WHAT THE TASK ASKS |
Out of the lines below, please list those that hold the string "trialForm".

=== THE DATA ===

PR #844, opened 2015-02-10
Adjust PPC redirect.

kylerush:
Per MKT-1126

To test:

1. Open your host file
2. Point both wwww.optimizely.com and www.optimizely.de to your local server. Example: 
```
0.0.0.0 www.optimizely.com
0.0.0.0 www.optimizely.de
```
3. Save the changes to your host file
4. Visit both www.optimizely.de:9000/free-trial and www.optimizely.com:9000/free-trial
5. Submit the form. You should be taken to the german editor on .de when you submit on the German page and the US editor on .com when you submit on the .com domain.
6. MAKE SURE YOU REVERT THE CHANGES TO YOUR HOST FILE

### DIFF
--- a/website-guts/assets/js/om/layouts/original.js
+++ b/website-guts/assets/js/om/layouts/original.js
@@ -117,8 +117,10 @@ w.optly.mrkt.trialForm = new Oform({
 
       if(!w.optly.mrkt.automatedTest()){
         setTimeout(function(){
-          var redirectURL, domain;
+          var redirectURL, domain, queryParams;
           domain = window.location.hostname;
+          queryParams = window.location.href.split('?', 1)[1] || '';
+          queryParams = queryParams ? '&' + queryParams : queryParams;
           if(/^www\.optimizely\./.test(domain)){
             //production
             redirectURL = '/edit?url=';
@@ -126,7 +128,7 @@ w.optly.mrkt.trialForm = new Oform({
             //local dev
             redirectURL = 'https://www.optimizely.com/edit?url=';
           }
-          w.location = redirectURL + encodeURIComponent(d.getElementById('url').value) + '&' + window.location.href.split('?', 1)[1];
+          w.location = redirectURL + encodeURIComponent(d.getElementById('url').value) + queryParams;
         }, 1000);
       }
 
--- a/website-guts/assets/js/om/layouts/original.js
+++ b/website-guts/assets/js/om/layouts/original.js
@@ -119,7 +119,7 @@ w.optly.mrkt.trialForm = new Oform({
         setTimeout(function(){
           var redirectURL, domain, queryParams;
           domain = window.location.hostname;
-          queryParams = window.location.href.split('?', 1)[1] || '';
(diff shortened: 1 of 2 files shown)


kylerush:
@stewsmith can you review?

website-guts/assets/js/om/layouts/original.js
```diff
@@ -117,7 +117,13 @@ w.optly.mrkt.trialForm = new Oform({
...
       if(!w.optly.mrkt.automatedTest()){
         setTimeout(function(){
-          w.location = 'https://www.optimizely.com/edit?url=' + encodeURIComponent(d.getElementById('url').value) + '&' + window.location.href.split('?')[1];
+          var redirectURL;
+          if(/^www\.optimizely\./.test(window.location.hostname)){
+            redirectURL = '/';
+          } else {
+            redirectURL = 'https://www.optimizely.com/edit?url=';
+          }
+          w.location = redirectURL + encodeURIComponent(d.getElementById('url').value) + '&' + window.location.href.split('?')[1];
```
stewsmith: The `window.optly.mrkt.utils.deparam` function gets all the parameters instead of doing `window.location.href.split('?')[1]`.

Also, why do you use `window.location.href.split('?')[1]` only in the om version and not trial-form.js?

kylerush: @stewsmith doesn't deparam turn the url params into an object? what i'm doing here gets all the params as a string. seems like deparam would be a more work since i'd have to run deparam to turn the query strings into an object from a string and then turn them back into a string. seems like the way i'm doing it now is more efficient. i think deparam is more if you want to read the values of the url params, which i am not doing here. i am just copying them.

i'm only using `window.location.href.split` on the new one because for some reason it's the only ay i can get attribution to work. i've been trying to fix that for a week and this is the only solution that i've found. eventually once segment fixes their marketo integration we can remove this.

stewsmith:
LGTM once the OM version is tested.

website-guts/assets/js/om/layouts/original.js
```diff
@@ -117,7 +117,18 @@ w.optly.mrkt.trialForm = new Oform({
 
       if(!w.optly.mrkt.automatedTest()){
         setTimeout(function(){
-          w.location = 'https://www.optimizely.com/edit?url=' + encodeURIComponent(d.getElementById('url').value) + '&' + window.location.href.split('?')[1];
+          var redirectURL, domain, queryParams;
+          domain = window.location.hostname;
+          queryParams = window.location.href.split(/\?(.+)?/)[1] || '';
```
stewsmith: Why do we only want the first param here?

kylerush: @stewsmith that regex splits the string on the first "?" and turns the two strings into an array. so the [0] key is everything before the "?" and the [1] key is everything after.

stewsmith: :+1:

===
=== THE DATA ===

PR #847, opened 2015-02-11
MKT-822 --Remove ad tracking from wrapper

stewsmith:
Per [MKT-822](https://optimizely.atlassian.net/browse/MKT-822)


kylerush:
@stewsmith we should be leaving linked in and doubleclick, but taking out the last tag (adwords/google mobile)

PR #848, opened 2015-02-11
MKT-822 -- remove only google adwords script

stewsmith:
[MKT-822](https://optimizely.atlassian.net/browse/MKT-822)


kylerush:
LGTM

===

SOLUTION TO THIS EXERCISE |
@@ -117,8 +117,10 @@ w.optly.mrkt.trialForm = new Oform({
@@ -126,7 +128,7 @@ w.optly.mrkt.trialForm = new Oform({
@@ -119,7 +119,7 @@ w.optly.mrkt.trialForm = new Oform({
@@ -117,7 +117,13 @@ w.optly.mrkt.trialForm = new Oform({
@@ -117,7 +117,18 @@ w.optly.mrkt.trialForm = new Oform({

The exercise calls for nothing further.